- **Input data**:
_ _ _ _ _
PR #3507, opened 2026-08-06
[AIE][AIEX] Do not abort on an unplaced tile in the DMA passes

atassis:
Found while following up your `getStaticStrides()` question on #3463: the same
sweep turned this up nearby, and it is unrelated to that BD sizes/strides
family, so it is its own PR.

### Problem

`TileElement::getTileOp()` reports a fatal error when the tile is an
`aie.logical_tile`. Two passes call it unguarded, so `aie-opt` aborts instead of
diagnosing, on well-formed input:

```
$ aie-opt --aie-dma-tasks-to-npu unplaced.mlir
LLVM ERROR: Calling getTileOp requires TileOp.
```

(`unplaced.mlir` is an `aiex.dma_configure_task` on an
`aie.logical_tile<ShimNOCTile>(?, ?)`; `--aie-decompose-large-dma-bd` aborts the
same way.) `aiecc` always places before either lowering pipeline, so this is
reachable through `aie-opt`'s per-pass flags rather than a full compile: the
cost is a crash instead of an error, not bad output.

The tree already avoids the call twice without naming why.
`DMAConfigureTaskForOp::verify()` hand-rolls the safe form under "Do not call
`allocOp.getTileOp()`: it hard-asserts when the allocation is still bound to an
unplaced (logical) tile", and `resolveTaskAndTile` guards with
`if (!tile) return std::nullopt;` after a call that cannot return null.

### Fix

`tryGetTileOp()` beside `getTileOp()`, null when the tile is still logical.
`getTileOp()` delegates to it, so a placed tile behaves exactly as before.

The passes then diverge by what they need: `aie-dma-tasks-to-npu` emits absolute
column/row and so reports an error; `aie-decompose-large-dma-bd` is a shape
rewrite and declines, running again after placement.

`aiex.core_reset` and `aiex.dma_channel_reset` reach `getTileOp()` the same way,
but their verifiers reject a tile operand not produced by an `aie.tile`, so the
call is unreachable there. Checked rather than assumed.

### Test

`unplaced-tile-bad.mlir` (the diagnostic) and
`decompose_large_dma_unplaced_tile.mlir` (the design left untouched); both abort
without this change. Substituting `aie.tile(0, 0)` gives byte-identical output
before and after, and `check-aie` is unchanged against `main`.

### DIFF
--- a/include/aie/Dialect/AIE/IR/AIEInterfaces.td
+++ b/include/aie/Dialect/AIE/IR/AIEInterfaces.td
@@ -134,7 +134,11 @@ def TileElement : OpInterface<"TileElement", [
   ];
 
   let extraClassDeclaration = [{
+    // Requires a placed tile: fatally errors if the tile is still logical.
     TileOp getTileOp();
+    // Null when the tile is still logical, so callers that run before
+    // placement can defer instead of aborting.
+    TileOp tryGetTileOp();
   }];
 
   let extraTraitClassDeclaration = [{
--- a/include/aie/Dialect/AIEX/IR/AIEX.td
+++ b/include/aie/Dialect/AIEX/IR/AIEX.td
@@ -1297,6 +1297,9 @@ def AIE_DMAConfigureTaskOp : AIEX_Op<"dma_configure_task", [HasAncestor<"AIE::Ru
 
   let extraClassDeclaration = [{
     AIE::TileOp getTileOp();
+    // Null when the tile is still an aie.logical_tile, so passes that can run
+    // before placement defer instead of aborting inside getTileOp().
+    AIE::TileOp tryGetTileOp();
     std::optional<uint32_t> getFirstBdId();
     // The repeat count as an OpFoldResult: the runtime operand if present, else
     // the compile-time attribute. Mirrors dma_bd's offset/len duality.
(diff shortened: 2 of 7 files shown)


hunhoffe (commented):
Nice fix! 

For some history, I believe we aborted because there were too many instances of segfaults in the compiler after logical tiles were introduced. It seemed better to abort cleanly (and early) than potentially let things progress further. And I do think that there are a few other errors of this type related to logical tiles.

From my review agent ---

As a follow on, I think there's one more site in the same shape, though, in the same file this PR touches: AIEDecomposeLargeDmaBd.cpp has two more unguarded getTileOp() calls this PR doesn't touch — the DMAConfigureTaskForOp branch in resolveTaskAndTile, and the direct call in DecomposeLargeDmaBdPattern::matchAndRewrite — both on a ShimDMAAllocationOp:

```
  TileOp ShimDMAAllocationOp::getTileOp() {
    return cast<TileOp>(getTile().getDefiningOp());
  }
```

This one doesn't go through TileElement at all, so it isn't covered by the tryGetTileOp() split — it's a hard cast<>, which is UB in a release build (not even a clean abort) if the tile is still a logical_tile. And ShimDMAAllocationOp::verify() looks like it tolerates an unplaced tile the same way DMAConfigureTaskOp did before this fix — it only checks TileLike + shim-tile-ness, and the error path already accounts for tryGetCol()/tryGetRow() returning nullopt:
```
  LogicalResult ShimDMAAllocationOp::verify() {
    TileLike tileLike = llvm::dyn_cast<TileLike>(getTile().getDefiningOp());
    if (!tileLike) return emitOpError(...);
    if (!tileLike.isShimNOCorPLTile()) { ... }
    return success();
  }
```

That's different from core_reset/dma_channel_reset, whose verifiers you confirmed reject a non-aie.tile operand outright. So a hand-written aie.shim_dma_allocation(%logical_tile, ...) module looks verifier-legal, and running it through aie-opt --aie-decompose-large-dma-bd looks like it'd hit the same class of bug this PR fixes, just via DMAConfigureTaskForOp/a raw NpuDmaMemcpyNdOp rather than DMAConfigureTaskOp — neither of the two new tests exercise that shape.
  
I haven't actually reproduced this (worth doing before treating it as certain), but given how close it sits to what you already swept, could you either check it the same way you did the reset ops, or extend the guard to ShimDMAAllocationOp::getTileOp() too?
_ _ _ _ _
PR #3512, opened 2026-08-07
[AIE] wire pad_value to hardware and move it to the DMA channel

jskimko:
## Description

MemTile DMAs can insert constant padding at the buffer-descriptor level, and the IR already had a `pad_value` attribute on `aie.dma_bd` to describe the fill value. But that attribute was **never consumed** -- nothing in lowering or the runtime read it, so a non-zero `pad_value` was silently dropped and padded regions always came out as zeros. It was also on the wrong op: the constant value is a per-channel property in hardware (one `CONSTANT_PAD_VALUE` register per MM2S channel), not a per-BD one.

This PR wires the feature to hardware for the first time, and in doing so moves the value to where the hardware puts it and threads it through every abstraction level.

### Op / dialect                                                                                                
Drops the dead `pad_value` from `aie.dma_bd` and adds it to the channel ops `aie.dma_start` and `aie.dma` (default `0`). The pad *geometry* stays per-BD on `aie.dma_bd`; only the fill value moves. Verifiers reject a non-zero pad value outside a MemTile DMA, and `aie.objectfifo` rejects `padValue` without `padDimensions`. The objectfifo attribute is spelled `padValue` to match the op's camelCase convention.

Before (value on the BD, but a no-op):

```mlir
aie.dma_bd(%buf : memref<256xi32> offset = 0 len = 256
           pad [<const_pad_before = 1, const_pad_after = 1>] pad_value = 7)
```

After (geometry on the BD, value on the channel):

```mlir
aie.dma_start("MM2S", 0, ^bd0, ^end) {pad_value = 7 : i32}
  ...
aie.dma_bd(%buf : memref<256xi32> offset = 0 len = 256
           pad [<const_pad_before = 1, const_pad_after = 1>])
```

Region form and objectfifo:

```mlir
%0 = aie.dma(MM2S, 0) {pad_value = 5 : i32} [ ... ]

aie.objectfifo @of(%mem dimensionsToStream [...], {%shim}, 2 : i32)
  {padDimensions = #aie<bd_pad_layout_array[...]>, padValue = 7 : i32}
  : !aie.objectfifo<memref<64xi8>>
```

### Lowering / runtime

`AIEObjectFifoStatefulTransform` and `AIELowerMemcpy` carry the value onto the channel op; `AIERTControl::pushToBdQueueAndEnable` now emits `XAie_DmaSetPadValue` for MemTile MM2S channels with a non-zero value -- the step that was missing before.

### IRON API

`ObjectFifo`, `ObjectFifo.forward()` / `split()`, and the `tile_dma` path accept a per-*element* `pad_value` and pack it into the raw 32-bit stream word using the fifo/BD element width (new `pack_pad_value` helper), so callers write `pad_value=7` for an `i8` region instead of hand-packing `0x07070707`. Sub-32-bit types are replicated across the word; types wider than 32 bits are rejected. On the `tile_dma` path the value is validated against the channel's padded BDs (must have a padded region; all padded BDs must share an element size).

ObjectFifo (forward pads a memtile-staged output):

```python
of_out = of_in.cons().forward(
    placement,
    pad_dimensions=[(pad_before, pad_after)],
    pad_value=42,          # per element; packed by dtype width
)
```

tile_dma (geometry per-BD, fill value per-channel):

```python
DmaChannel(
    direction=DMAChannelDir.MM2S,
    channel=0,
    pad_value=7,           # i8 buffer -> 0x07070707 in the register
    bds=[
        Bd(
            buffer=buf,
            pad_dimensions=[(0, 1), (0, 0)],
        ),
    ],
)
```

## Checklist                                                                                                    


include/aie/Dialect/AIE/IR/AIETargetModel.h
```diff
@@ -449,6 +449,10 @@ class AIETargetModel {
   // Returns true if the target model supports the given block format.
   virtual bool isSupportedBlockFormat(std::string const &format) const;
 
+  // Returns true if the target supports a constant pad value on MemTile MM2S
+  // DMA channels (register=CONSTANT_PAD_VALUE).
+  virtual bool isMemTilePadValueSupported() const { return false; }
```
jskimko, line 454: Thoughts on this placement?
_ _ _ _ _
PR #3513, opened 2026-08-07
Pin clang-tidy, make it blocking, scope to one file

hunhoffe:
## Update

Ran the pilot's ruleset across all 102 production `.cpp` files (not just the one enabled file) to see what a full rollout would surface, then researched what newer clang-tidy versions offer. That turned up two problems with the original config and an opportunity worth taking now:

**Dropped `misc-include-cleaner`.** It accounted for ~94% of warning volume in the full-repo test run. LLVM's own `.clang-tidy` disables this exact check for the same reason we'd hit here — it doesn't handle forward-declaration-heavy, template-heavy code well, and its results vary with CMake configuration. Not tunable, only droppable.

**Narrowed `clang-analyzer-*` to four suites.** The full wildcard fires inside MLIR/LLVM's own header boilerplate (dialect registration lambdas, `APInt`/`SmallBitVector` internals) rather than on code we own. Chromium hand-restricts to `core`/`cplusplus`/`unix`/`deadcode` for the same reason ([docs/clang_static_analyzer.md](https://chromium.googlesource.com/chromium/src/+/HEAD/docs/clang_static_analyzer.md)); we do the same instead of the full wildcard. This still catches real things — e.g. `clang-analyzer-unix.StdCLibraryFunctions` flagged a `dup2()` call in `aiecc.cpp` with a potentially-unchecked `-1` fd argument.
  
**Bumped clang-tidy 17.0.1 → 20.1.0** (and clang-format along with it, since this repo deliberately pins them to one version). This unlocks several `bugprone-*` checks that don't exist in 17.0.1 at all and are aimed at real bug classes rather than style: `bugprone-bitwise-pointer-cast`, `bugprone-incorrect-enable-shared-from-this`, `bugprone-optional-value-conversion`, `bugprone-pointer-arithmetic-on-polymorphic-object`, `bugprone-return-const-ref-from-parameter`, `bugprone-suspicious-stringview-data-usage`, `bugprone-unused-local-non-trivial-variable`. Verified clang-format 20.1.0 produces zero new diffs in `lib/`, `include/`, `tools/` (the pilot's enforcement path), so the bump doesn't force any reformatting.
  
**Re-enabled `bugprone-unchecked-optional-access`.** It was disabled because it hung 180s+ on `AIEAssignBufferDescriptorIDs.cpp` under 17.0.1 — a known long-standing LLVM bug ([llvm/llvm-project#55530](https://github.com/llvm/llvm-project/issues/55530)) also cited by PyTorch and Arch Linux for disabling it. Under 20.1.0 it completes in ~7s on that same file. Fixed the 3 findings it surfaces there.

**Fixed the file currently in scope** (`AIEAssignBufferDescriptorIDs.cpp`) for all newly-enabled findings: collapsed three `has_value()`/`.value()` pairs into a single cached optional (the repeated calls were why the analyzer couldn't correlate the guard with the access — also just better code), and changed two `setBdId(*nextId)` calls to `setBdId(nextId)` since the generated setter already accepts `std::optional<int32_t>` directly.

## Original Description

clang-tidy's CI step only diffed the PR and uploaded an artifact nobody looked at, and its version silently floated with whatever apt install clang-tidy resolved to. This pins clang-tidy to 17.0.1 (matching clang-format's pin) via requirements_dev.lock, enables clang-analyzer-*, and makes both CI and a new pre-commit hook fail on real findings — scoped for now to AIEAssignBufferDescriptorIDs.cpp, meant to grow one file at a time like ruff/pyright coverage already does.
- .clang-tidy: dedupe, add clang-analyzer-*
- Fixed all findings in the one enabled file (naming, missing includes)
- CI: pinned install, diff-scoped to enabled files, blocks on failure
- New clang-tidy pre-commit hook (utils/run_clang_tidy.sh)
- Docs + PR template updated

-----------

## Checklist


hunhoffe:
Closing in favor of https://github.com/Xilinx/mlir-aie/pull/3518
_ _ _ _ _
- **Work task**: Looking at the entries above, state how many lines contain "naming"; give the number alone.

- **Finished exercise**: 2